Opportunity Economy: Risks in Antitrust Enforcement
- The Biden administration’s recent executive order takes a hard line on limits to employment mobility, such as non-compete agreements.
- No-poach agreements—companies agreeing not to recruit each other’s employees—and wage-fixing are a particular target of the federal focus on antitrust.
- Companies should take a number of proactive steps, including reviewing employment contracts, reviewing M&A due diligence guidelines, establishing an antitrust compliance program, and ensuring HR professionals are informed about antitrust risks.

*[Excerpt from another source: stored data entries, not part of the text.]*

PR #1423, opened 2025-01-09
Improve the deploy script

bickelj:
The previous script would attempt to run several times or not at all. This commit introduces a different barrier action that might work. It also appears that the `workflow_run` might expect names of workflows rather than filenames of workflows, this uses names.

Issue #1410


bickelj:
Trying this sans review because it is currently broken, no harm in trying a new one.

While the COVID-19 pandemic remains a public health and economic concern, companies are adapting and adjusting, finding new and better ways to do business moving forward. Womble Bond Dickinson is taking a comprehensive look at this new Opportunity Economy from a wide range of viewpoints. For example, Womble Bond Dickinson attorneys David Hamilton and Sarah Motley Stone examined a renewed federal focus on antitrust enforcement and the challenges this presents to companies operating in the Opportunity Economy. They recently spoke to Womble Bond Dickinson attorney Mark Henriques on an episode of the “In-house Roundhouse” podcast, and the article below is based on that conversation.
While the COVID-19 pandemic remains the biggest X-factor in how businesses plan for the near future, other important factors remain in play and should be considered by business leaders as they position their operations to move forward.
One of these factors is a renewed federal emphasis on antitrust enforcement. The Biden administration has made economic competition and wage suppression points of emphasis. Given that virtually any routine business activity potentially can involve antitrust issues, company leaders and their legal counsel need to be aware of how antitrust law is changing and how they can best avoid running afoul of federal regulators.